* Aim of the task
Search each line of the data for the word "after"; copy every line where it is found.

* Recorded data
◆ ◆ ◆ ◆

PR #704, opened 2022-03-30
Submit modals' forms on `Enter`

gzdunek:
I moved submit functions from `onClick` to `onSubmit` - it seems to be more correct usage of `form` element (they works in `onClick` too).

Closes: https://github.com/gravitational/webapps.e/issues/152


ravicious (approved):
Perfect, PEFRECT solution! 😗👌

The only thing I like more than changes like this one is removing onClick from divs.

PR #709, opened 2022-03-30
Add Redis, MariaDB and Microsoft SQL Server to DB wizard

mcbattirola:
This PR adds missing DB types in the dropdown of `ADD DATABASE`

- Changed `MySQL` label on screen to `MySQL/MariaDB` since they use the same protocol and there is no difference in the command generated. Let me know your thoughts on that.

- Added extra parameters needed for `sqlserver` protocol

Should be backported to v9

Closes gravitational/teleport#10757

Screenshot from 2022-03-30 15-59-59


packages/teleport/src/Databases/AddDatabase/AddDatabase.tsx
```diff
@@ -298,15 +298,25 @@ const generateDbStartCmd = (
...
 
+  let cmd = baseCommand;
+  switch (protocol) {
+    case 'sqlserver':
+      cmd =
+        `${baseCommand} --ad-keytab-file=/path/to/teleport.keytab ` +
+        `--ad-domain=EXAMPLE.COM ` +
+        `--ad-spn=MSSQLSvc/sqlserver.example.com:1433`;
+      break;
+  }
```
kimlisa, line 309: i would make it simpler 
```
let baseCommand = `...`

if protocol === 'sqlserver' {
  baseCommand = `...`
}
```

or
```ts
  let cmd;
  switch (protocol) {
    case 'sqlserver':
      cmd =
        `${baseCommand} --ad-keytab-file=/path/to/teleport.keytab ` +
        `--ad-domain=EXAMPLE.COM ` +
        `--ad-spn=MSSQLSvc/sqlserver.example.com:1433`;
      break;
    default:
      com = `...`
  }
```

kimlisa (approved):
after minor comment

packages/teleport/src/Databases/AddDatabase/AddDatabase.tsx
mcbattirola: Agreed, thanks!

PR #711, opened 2022-03-31
Remove u2f components and logic

kimlisa:
#### Description
This PR removes u2f related components and logic in response to [u2f being aliased to webauthn](https://github.com/gravitational/teleport/issues/10375#issuecomment-1050216853). This is part of passwordless work.

#### Before Merge
- [x] Update e-ref after counterpart PR gets merged to master https://github.com/gravitational/webapps.e/pull/214 (required to get CI to pass)

#### Testing
- [x] ran tests and tsc with the `e` change
- [x] manually test paths changed with a u2f device (did not test teleterm)


packages/shared/services/types.ts
```diff
@@ -16,18 +16,12 @@ limitations under the License.
...
-  | 'optional'
-  | 'on'
-  | 'webauthn';
+export type Auth2faType = 'otp' | 'off' | 'optional' | 'on' | 'webauthn';
 
 // PreferredMfaType is used to determine which MFA option
 // is preferred when more than one option can be available
 // and only one should be preferred.
-export type PreferredMfaType = 'webauthn' | 'u2f' | '';
+export type PreferredMfaType = 'webauthn' | '';
```
ibeckermayer, line 24: Is this needed now that there's only one type? Or are there two types, one of which is represented by `''`? Seems like it should either be able to be removed, or at least a comment should clarify what `''` means.

packages/teleport/src/lib/tdp/codec.ts
```diff
@@ -63,8 +79,8 @@ export type ClipboardData = {
 
 // | message type (10) | mfa_type byte | message_length uint32 | json []byte
 export type MfaJson = {
-  // TODO(isaiah) make this a type that ensures it's the same as MessageTypeEnum.U2F_CHALLENGE and MessageTypeEnum.WEBAUTHN_CHALLENGE
-  mfaType: 'u' | 'n';
```
ibeckermayer, line 67: Technically `'u'` is still a part of the [TDP spec](https://github.com/gravitational/teleport/blob/master/rfd/0037-desktop-access-protocol.md#10---mfa), so we should leave this as is until that's changed.

packages/teleport/src/lib/tdp/codec.ts
```diff
@@ -403,8 +419,8 @@ export default class Codec {
   decodeMfaJson(buffer: ArrayBuffer): MfaJson {
     let dv = new DataView(buffer);
     const mfaType = String.fromCharCode(dv.getUint8(1));
-    if (mfaType !== 'n' && mfaType !== 'u') {
```
ibeckermayer, line 406: See above comment

ibeckermayer (changes requested):

packages/shared/services/types.ts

◆ ◆ ◆ ◆

* Answer space
after minor comment
- [x] Update e-ref after counterpart PR gets merged to master https://github.com/gravitational/webapps.e/pull/214 (required to get CI to pass)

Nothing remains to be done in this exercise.